*About this task*
Go through the records and copy each line where the string "struct" occurs.

Start of Input material

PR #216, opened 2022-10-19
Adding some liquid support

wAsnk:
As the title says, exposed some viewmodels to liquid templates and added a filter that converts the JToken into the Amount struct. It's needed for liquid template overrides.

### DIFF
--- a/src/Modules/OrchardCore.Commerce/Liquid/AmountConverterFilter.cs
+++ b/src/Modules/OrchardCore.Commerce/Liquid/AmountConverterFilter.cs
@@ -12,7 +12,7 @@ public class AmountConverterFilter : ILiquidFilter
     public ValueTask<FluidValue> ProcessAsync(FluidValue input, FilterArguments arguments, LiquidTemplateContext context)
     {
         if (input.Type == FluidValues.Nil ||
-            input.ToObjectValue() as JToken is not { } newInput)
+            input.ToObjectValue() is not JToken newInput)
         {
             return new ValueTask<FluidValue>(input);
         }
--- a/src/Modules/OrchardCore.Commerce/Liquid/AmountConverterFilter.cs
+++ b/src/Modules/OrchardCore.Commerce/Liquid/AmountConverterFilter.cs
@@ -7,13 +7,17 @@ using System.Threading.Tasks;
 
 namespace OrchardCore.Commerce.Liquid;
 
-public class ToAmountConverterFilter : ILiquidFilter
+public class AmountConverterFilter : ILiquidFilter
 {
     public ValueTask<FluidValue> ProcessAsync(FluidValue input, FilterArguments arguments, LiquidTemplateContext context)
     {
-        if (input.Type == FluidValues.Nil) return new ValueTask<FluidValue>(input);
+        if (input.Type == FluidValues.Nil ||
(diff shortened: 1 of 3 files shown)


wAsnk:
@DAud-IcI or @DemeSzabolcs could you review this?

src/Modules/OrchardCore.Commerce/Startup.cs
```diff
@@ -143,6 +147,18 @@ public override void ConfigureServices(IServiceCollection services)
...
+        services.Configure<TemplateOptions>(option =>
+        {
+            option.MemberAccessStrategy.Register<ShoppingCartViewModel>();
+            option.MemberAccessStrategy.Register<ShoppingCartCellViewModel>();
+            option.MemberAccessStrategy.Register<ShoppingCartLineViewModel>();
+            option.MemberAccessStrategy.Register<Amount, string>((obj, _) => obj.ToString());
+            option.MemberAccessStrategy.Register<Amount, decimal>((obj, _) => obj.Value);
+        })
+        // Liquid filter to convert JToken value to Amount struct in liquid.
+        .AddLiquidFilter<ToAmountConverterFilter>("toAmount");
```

End of Input material

*Answer section*
As the title says, exposed some viewmodels to liquid templates and added a filter that converts the JToken into the Amount struct. It's needed for liquid template overrides.
+        // Liquid filter to convert JToken value to Amount struct in liquid.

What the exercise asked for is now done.